=== Begin Enclosure ===

PR #1157, opened 2023-09-25
Misc improvements to HREX plots

mcwitt:
* Adds `annotate_threshold: int` argument, defaulting to 20; if `n_states` is larger than this, text annotations will be omitted (prevents overflowing text for large numbers of states)
* Formats annotations as percentages by default, allowing override (saves space in annotations)

### DIFF
--- a/timemachine/fe/plots.py
+++ b/timemachine/fe/plots.py
@@ -1,6 +1,6 @@
 import io
 import warnings
-from typing import Tuple
+from typing import Callable, Literal, Tuple, cast
 
 import numpy as np
 from matplotlib import pyplot as plt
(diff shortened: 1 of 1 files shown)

=== End Enclosure ===

* **Aim of the exercise**:
What lines in the material above hold the string "from"? List them.

* **Result of this task**:
-from typing import Tuple
+from typing import Callable, Literal, Tuple, cast
 from matplotlib import pyplot as plt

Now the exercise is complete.